Complete Step By Step Answer:
We know the gravitational force between the masses and use the condition to find maxima of a given function. The gravitational force acting on a mass $m$ due to another mass $M$ separated by distance $R$ is given by, $F = \dfrac{{GMm}}{{{R^2}}}$ .
Here, we have two masses $m$ and $M - m$ .
Now, here the gravitational force that each of the mass give to each other becomes, $F = \dfrac{{G(M - m)m}}{{{R^2}}}$
Which can be written as, $F = \dfrac{G}{{{R^2}}}(Mm - {m^2})$ .
Now, we know for a function to have maxima or minima the first order derivative of the function must be zero. Hence, if we differentiate the force with respect to $m$ we get the maxima condition.
Therefore, differentiating $F$ with respect to $m$ we get,
$\dfrac{{dF}}{{dm}} = \dfrac{d}{{dm}}\left[ {\dfrac{G}{{{R^2}}}(Mm - {m^2})} \right]$
Therefore it becomes,
$= \dfrac{G}{{{R^2}}}\left[ {\dfrac{d}{{dm}}(Mm) - \dfrac{d}{{dm}}{m^2}} \right]$ [Since, $G$ and $R$ are constants]

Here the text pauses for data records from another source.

PR #4706, opened 2026-08-23
feat(db): gate PG18 on PostGIS capability, not version string

marcodejongh:
## Summary

This PR replaces the PG18 migration's PostGIS version-equality gate (which could never be satisfied, since production tracks a mutable `3.7.0dev` tag with no stable PGDG build for PG18 and no PostGIS downgrade path) with a capability comparison. It checks that the target PostGIS actually provides every type, operator class, operator, and function the source database uses — including functions only reachable from inside plpgsql routine bodies via a textual scan, since a `pg_depend`-only check misses those entirely. Three rounds of Fable review caught real regressions that got fixed: a `setup` step that silently lost its PostGIS version check, a shadow-name bug where a same-named non-postgis routine could hide a real postgis function, and domain-type column handling that missed nested/array domains and would have wedged the cutover. It also adds the repo's first spatial fixture to `postgres18-image-smoke.sh` (geography columns, indexes, a trigger, a domain column) with negative-case tests proving each kind of capability gap aborts `setup` before the restore runs. The PR is marked draft pending three follow-ups: running the image smoke test in real CI (only run locally via a `psql` shim), pinning the Railway PostGIS image so the rehearsal matches production, and manually dropping the unused `postgis_topology`/`postgis_tiger_geocoder` extensions in production.

---

Resolves Blocker 2 of the PG18 rollout (`docs/postgres-18-rollout-handover.md` §4).

## Why the old rule had to go

`docs/postgres-18-migration.md` §1 required the source and target PostGIS versions to be **equal**. That gate could not be satisfied and could not be honestly waived:

- Production reports `3.7.0dev`, only because the Railway service tracks the mutable `postgis/postgis:16-master` tag.
- PGDG publishes no stable 3.7 for PostgreSQL 18, so the target cannot be raised.
- PostGIS ships no downgrade script, so the source cannot be lowered.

Or, $\dfrac{{dF}}{{dm}} = \dfrac{G}{{{R^2}}}\left[ {M - 2m} \right]$
Now, we know for maxima/minima condition this must be equal to zero i.e. $\dfrac{{dF}}{{dm}} = 0$
Hence, $\dfrac{G}{{{R^2}}}\left[ {M - 2m} \right] = 0$
Or, $M - 2m = 0$
Or, $M = 2m$
Or, $\dfrac{m}{M} = \dfrac{1}{2}$
Now, for maxima to exist ${\left. {\dfrac{{{d^2}F}}{{d{m^2}}}} \right|_{m = \dfrac{M}{2}}} < 0$
So, $\dfrac{{{d^2}F}}{{d{m^2}}} = \dfrac{d}{{dm}}\dfrac{G}{{{R^2}}}\left[ {M - 2m} \right]$
Or, $\dfrac{{{d^2}F}}{{d{m^2}}} = \dfrac{G}{{{R^2}}}\left[ {\dfrac{d}{{dm}}M - \dfrac{d}{{dm}}2m} \right]$
So, we get the second order differentiation as.
$\dfrac{{{d^2}F}}{{d{m^2}}} = \dfrac{{ - 2G}}{{{R^2}}}$
Therefore, $\dfrac{{{d^2}F}}{{d{m^2}}}$ at $m = \dfrac{M}{2}$ is $\dfrac{{ - 2G}}{{{R^2}}}$ which is always less than zero. Hence, it has a maxima at $m = \dfrac{M}{2}$
Therefore, for the gravitational force to be maximum the ratio of $\dfrac{m}{M}$ should be $\dfrac{1}{2}$ or $1:2$
Hence, option ( C) is correct.

Note :
The gravitational force between the masses depends only on the masses if the distance is kept constant. From the second order derivative we have seen that it is always a negative quantity or does not depend on the mass $m$ . Hence, we can say that the gravitational force, $F = \dfrac{{G(M - m)m}}{{{R^2}}}$ contains no minima.